Il rapimento, le umiliazioni, le strategie di sopravvivenza. «Sono tornato che pesavo 44 chili». Poi la scoperta della tragedia e una decisione: «Continuerò a vivere per loro»

di Fiamma Tinelli da Tel Aviv su Oggi

«Se avessi saputo che era l’ultima volta che vedevo mia moglie e le mie figlie, avrei gridato loro quanto le amavo. Non l’ho fatto, e ci penso ogni giorno.»

Eli Sharabi è stato ostaggio di Hamas per 491 giorni. Rapito nel kibbutz Be’eri il 7 ottobre, sotto gli occhi terrorizzati della sua famiglia, quando è stato rilasciato, l’8 febbraio, pesava 44 chili. Il suo L’ostaggio (Newton Compton) è la prima testimonianza scritta di uno dei rapiti.
Lo incontro a Herzliya, in Israele.

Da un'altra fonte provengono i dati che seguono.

PR #199, opened 2018-03-28
CB-286: Add tests for dump manager functions

ferbncode:
Added tests for `dump_manager.py` functions. The tests fail presently. `reset_db()` fails and closes connection to the db. This needs to be fixed.

PR #200, opened 2018-04-03
Refactor public function in dump_manager

ferbncode:
Refactor public function in `dump_manager.py` (Removing a lot of duplicate code) and using transaction for copying tables.

### DIFF
--- a/critiquebrainz/data/dump_manager.py
+++ b/critiquebrainz/data/dump_manager.py
@@ -205,13 +205,9 @@ def public(location, rotate=False):
     print("Creating public database dump...")
     time_now = datetime.today()
 
-    connection = db.engine.raw_connection()
-    cursor = connection.cursor()
-
     # Creating a directory where all dumps will go
     dump_dir = os.path.join(location, time_now.strftime('%Y%m%d-%H%M%S'))
     create_path(dump_dir)
-
     temp_dir = tempfile.mkdtemp()
 
     # Preparing meta files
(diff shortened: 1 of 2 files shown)


paramsingh:
Do tests in #199 pass after these changes are applied?

critiquebrainz/data/dump_manager.py
```diff
@@ -221,18 +217,51 @@ def public(location, rotate=False):
...
+
+    if rotate:
+        print("Removing old dumps (except two latest)...")
+        remove_old_archives(location, "[0-9]+-[0-9]+", is_dir=True)
+
+    print("Done!")
+
+
+def create_base_archive(dump_dir, temp_dir):
+    """Creates a dump of all license-independent information: (users, license)."""
```
paramsingh: This docstring should be improved. Add information about what this function takes as arguments and what it returns.

critiquebrainz/data/dump_manager.py
```diff
@@ -221,18 +217,51 @@ def public(location, rotate=False):
...
+    shutil.rmtree(temp_dir)  # Cleanup
+
+    if rotate:
+        print("Removing old dumps (except two latest)...")
+        remove_old_archives(location, "[0-9]+-[0-9]+", is_dir=True)
+
+    print("Done!")
+
+
+def create_base_archive(dump_dir, temp_dir):
```
paramsingh: I feel like it would be better for readability and decoupling if we created a `temp_dir` in this function instead of passing it.

critiquebrainz/data/dump_manager.py
```diff
@@ -241,83 +270,74 @@ def public(location, rotate=False):
...
 
-    # REVIEWS
-    # Archiving review tables (review, revision)
 
-    # 1. COMBINED
-    # Archiving all reviews (any license)
-    REVISION_COMBINED_SQL = """
-        SELECT {columns} FROM revision JOIN review
+def create_reviews_archive(dump_dir, temp_dir, license_id=None):
+    """Creates a dump of reviews filtered on the given license_id, their revisions and
```
paramsingh: This docstring should be improved as well. You should also add what happens when `license_id=None`.

critiquebrainz/frontend/views/review.py
```diff
@@ -19,7 +20,6 @@
 import critiquebrainz.db.review as db_review
 import critiquebrainz.db.moderation_log as db_moderation_log
 from critiquebrainz.frontend.external.musicbrainz_db.entities import get_multiple_entities, get_entity_by_id
-from langdetect import detect
```
paramsingh: This change doesn't seem related to anything in this PR.

critiquebrainz/data/dump_manager.py
```diff
@@ -221,18 +217,51 @@ def public(location, rotate=False):
...
+        with db.engine.connect() as connection:
+            with connection.begin() as transaction:
+                cursor = connection.connection.cursor()
+                try:
+                    with open(os.path.join(base_archive_tables_dir, 'user_sanitised'), 'w') as f:
+                        cursor.copy_to(f, '"user"', columns=('id', 'created', 'display_name', 'musicbrainz_id'))
+                    with open(os.path.join(base_archive_tables_dir, 'license'), 'w') as f:
+                        cursor.copy_to(f, 'license', columns=_TABLES["license"])
+                except Exception:
+                    print('Error while copying tables')
```
paramsingh: You should log the error as well. Also, the message should be something like `error while copying tables during creation of base archive` so that it is easier to understand where the error took place.

PR #201, opened 2018-04-03
CB-284: Add an option to reset tables and types to manage.py init_db

dpmittal:
Reinitialize database using ``--force`` command.

### DIFF
--- a/manage.py
+++ b/manage.py
@@ -101,7 +101,7 @@ def init_db(skip_create_db=False, test_db=False, force=False):
     click.echo("Initializing the database...")
 
     if force:
-        click.echo("Dropping exisiting tables and types...")
+        click.echo("Dropping existing tables and types...")
         data_utils.drop_tables()
         data_utils.drop_types()
         click.echo("Done!")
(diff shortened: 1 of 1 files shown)


manage.py
```diff
@@ -88,8 +88,10 @@ def clear_memcached():
               help="Skip database creation step.")
 @click.option("--test-db", "-t", is_flag=True,
               help="Initialize the test database.")
+@click.option("--force", "-f", is_flag=True,
+              help="Drop existing database and user.")
```
ferbncode: This doesn't drop the existing database and the user. Using this option, according to this implementation, drops all tables and types.

manage.py
```diff
@@ -98,6 +100,12 @@ def init_db(skip_create_db=False, test_db=False):
     """
     click.echo("Initializing the database...")
 
+    if force:
+        click.echo("Dropping Database")
```
ferbncode: This needs to be fixed too. Also, this is a temporary fix. The database and the user must be dropped using the `postgres` user (as in LB).

PR #202, opened 2018-04-05
CB-291: Call for action to MB for adding missing Cover arts. (on review and release group pages)

ferbncode:
missing-cover-art


paramsingh:
I talked to reo on IRC and the gist was that linking exact release-groups or releases would lead to bad cover art in MB from people who google cover art. The alternative is to link to the our guide on how to add cover art to MB.

https://chatlogs.metabrainz.org/brainzbot/metabrainz/2018-04-13/?msg=4159695&page=1

PR #437, opened 2022-06-11
Nav Search Enhancement

akshaaatt:
- Require the user to enter something in the text box before presenting any results.


alastair (commented):
looks good, thanks! I also applied this to the search page, in case the user makes a search and then tries to delete the search term

PR #444, opened 2022-07-11
Allow searching of Edition Group

anshg1214:
This PR adds the feature to allow user to search for Edition Group

### DIFF
--- a/critiquebrainz/frontend/external/musicbrainz.py
+++ b/critiquebrainz/frontend/external/musicbrainz.py
@@ -7,8 +7,6 @@ Package musicbrainzngs is available at https://pypi.python.org/pypi/musicbrainzn
 More information about the MusicBrainz webservice can be found at http://wiki.musicbrainz.org/XML_Web_Service.
 """
 import musicbrainzngs
-import requests
-from critiquebrainz.frontend.external.bookbrainz_db.edition_group import fetch_multiple_edition_groups
 
 DEFAULT_CACHE_EXPIRATION = 12 * 60 * 60  # seconds (12 hours)
 THREAD_POOL_PROCESSES = 10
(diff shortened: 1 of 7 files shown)


alastair (changes requested):

critiquebrainz/frontend/external/musicbrainz.py
```diff
@@ -20,6 +22,17 @@ def init(app_name, app_version, hostname=None):
         musicbrainzngs.set_hostname(hostname)
 
 
+def search_editon_group(query='', limit=None, offset=None):
+    baseURL = 'https://bookbrainz.org/search/search'
+    params = {'q': query, 'type': 'EditionGroup', 'size': limit, 'from': offset}
+    data = requests.get(baseURL, params=params).json()
```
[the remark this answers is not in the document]
anshg1214: Done

critiquebrainz/frontend/external/musicbrainz.py
```diff
@@ -20,6 +22,19 @@ def init(app_name, app_version, hostname=None):
         musicbrainzngs.set_hostname(hostname)
 
 
+def search_editon_group(query='', limit=None, offset=None):
```
alastair, line 25: let's add a new `bookbrainz.py` for this, so that we can add the upcoming search methods to it.

critiquebrainz/frontend/views/search.py
```diff
@@ -24,6 +25,15 @@ def search_wrapper(query, type, offset=None):
             count, results = musicbrainz.search_labels(query, limit=RESULTS_LIMIT, offset=offset)
         elif type == "recording":
             count, results = musicbrainz.search_recordings(query, limit=RESULTS_LIMIT, offset=offset)
+        elif type == "bb_edition_group":
+            try:
+                count, results = musicbrainz.search_editon_group(query, limit=RESULTS_LIMIT, offset=offset)
+            except HTTPError:
+                raise BadRequest('Request failed while searching for edition groups.')
```
alastair, line 32: This is good, but we should use an error code that indicates a server error (starting with 5) instead of BadRequest, which indicates a client error. Let's use `ServiceUnavailable`.

I think that we can return a single error message here in case of all of these errors. so let's just do

`exept (HTTPError, JSONDecodeError, Timeout):`

and raise the same error message

alastair (changes requested):

alastair (approved):

PR #451, opened 2022-07-27
Update queries for author credits

anshg1214:


critiquebrainz/frontend/external/bookbrainz_db/edition_group.py
```diff
@@ -60,7 +60,10 @@ def fetch_multiple_edition_groups(bbids: List[uuid.UUID]) -> dict:
                     disambiguation,
                     identifier_set_id,
                     relationship_set_id,
-                    json_agg( acn ORDER BY "position" ASC ) as author_credits
+                    COALESCE( json_agg( acn ORDER BY "position" ASC )
```
alastair, line 63: it's great that you were able to find coalesce!
I remember that we added some manual data for tests for relationships in BB entities. Would it also be possible to add some data with a null artist credit to ensure that this item isn't returned in the query?

anshg1214: Yes, it is possible. I'll add tests for both cases if author credits exist and if they don't.

admin/sql/test/bb-test-data.sql
```diff
@@ -9,3 +11,35 @@ INSERT INTO relationship_set (id) VALUES (99999999);
...
+            1,
+            0);
+
+
+INSERT INTO author_credit_name (author_credit_id, position, author_bbid, name, join_phrase )
+    VALUES (99999999,
+            0,
+            'e5c4e68b-bfce-4c77-9ca2-0f0a2d4d09f0',
+            'Test Author',
+            'Test Join Phrase');
```
alastair, line 37: for your information, normally a join phrase only exists if there are more than 1 name in the credit. It's so that you can do "Test Author **and** Someone Else" where __and__ is the join phrase. However, this is fine

alastair (approved):
looks good, thanks for the additional tests

PR #452, opened 2022-07-29
Allow CB to review Literary Works

anshg1214:
This PR allows users to browse and review BookBrainz Literary Works.

NOTE: This PR needs to be merged first.


critiquebrainz/frontend/external/bookbrainz_db/literary_work.py
```diff
@@ -0,0 +1,111 @@
...
+
+    bbids = [str(uuid.UUID(bbid)) for bbid in bbids]
+
+    if limit is None:
+        limit = len(bbids)
+
+    if work_type is None:
+        work_type_filter_string = ''
+    elif work_type in WORK_TYPE_FILTER_OPTIONS:
+        work_type_filter_string = 'AND work_type = \'%s\'' % work_type
```
alastair, line 58: even though we do some validation of this user input data, we should always use sql query parameters for anything in a WHERE statement.
We can do this by setting up the query parameters dict ahead of time:
```py
query_params = {}
elif work_type in WORK_TYPE_FILTER_OPTIONS:
     work_type_filter_string = 'AND work_type = :work_type'
     query_params['work_type'] = work_type
...
connection.execute(..., query_params)
```
You can then add additional items to query_params as needed (bbids, limit, offset, etc)

critiquebrainz/frontend/external/bookbrainz_db/literary_work.py
```diff
@@ -0,0 +1,111 @@
...
+    Returns:
+        A dictionary containing info of multiple literary works keyed by their BBID.
+    """
+    if bbids == []:
+        return {}
+
+    bbids = [str(uuid.UUID(bbid)) for bbid in bbids]
+
+    if limit is None:
+        limit = len(bbids)
```
alastair, line 53: You can pass `LIMIT NULL` to an sql query to set no limit. So passing `None` is fine here.

critiquebrainz/frontend/external/bookbrainz_db/literary_work.py
```diff
@@ -0,0 +1,111 @@
...
+        return None
+    return literary_work[bbid]
+
+
+def fetch_multiple_literary_works(bbids: List[uuid.UUID], work_type=None, limit=None, offset=0) -> dict:
+    """
+    Get info related to multiple literary works using their BookBrainz IDs. 
+    Args:
+        bbids (list): List of BBID of literary works.
+        work_type (str): Filter the results by work type.
```
alastair, line 41: add some documentation about what values are valid, and what a value of 'other' means

critiquebrainz/db/review.py
```diff
@@ -29,7 +29,23 @@
...
+    "release_group",
+    "work",
+    "artist",
+    "label",
+    "recording"
+]
+
+BOOKBRAINZ_ENTITY_TYPES = [
+    "bb_edition_group",
+    "bb_literary_work"
```
alastair, line 48: can we set `ENTITY_TYPES = MUSICBRAINZ_ENTITY_TYPES + BOOKBRAINZ_ENTITY_TYPES` here? (I thought I saw some other code where you did this, but I can no longer find it)

critiquebrainz/db/review.py
```diff
@@ -417,8 +433,15 @@ def get_reviews_list(connection, *, inc_drafts=False, inc_hidden=False, entity_i
         filter_data["entity_id"] = entity_id
 
     if entity_type is not None:
-        filters.append("entity_type = :entity_type")
-        filter_data["entity_type"] = entity_type
+        if entity_type == 'musicbrainz':
```
alastair, line 436: This is a great additional feature, but it should be documented everwhere it can be used - both in the docstring for this db method, and also in the API documentation if this can be used directly from the API

critiquebrainz/frontend/views/bb_literary_work.py
```diff
@@ -0,0 +1,62 @@
...
+bb_literary_work_bp = Blueprint('bb_literary_work', __name__)
+
+
+@bb_literary_work_bp.route('/<uuid:id>')
+def entity(id):
+    id = str(id)
+    literary_work = bb_literary_work.get_literary_work_by_bbid(id)
+
+    if literary_work is None:
+        raise NotFound(gettext("Sorry, we couldn't find a literary work with that BookBrainz ID."))
```
alastair, line 19: while we use 'literary work' as our identifier for this type, perhaps here we should just say "Sorry, we couldn't find a BookBrainz work with this ID"

critiquebrainz/frontend/external/bookbrainz.py
```diff
@@ -1,14 +1,27 @@
...
+
+
+def search_literary_work(query='', limit=None, offset=None):
+    params = {'q': query, 'type': 'Work', 'size': limit, 'from': offset}
+    data = requests.get(BASE_URL, params=params, timeout=5)
+    data.raise_for_status()
+    data = data.json()
+    count = data['total']
+    results = data['results']
+    bbids = [result["bbid"] for result in results]
```
alastair, line 25: All of this is the same as the editiongroup version, except for the `type` parameter. How about we break this out into a helper function `do_bookbrainz_search(entity_type, query, limit, offset)`?

alastair (changes requested):
This looks good, and works for me locally!
Just a few small recommendations for code cleanups. Make sure you also apply these to the other open PRs too

critiquebrainz/db/review.py
```diff
@@ -29,7 +29,23 @@
...
+    "event",
+    "place",
+    "release_group",
+    "work",
+    "artist",
+    "label",
+    "recording"
+]
+
+BOOKBRAINZ_ENTITY_TYPES = [
```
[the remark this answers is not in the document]
anshg1214: Yes, indeed!

critiquebrainz/frontend/external/bookbrainz_db/literary_work.py
anshg1214: Thats a great idea. I'll make the changes

critiquebrainz/frontend/external/bookbrainz_db/literary_work.py
anshg1214: Sure

critiquebrainz/db/review.py
anshg1214: I agree. I'll add it in the documentation

critiquebrainz/frontend/external/bookbrainz.py
anshg1214: I've now converted it to a single function. For this I have mapped the BB entity type name to CB entity type name and created a common function to fetch the entity data which does the job.

alastair (approved):
🎉

PR #455, opened 2022-08-04
Allow CB to review Series

anshg1214:
This PR allows users to browse and review BookBrainz Series.


alastair:
@anshg1214 I see some test failures here - perhaps they're passing in your environment because you have some old `.pyc` files around? Can you try and delete them and see if you can reproduce the failures?

PR #458, opened 2022-08-12
CB-444: API error messages are music-specific

anshg1214:
CB-444

### DIFF
--- a/critiquebrainz/ws/review/views.py
+++ b/critiquebrainz/ws/review/views.py
@@ -430,7 +430,6 @@ def review_list_handler():
 
         reviews = [db_review.to_dict(p) for p in reviews]
 
-
         if include_metadata == 'true':
             entities = [(str(review["entity_id"]), review["entity_type"]) for review in reviews]
             entities_info = mbstore.get_multiple_entities(entities)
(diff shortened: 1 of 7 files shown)


critiquebrainz/ws/review/views.py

È un uomo minuto e pacato. Nei grandi occhi neri c’è più di quanto le sue parole non dicano. Se è sopravvissuto al terrore, spiega, è stato per riabbracciare sua moglie Lianne e le figlie Noiya e Yahel, di 16 e 13 anni. Per un anno e quattro mesi, mentre era nelle mani di Hamas, le ha credute vive.

Cosa ricorda del giorno del rapimento?
«Mia moglie era paralizzata davanti all’armadio: i miliziani le avevano ordinato di vestirsi, ma non riusciva a pensare. Le ragazze, strette l’una all’altra. I miei occhi cercavano il nostro esercito, ma non è mai arrivato.
Quando mi hanno trascinato via, ho urlato solo: “Tornerò presto”. Lianne era inglese: lei e le ragazze avevano la cittadinanza britannica. Ero convinto che questo le avrebbe protette.»

Chiuso nel baule di un'auto, come ha capito che l'avrebbero portata a Gaza?
«Conosco l'arabo. I miliziani non lo sapevano, ma capivo tutto. Erano increduli, pazzi di gioia per quanti israeliani erano riusciti ad ammazzare. Se ero ancora vivo, quindi, volevano degli ostaggi. È stato in quel momento che ho deciso che avrei fatto tutto quanto in mio potere per tornare dalla mia famiglia. Tutto».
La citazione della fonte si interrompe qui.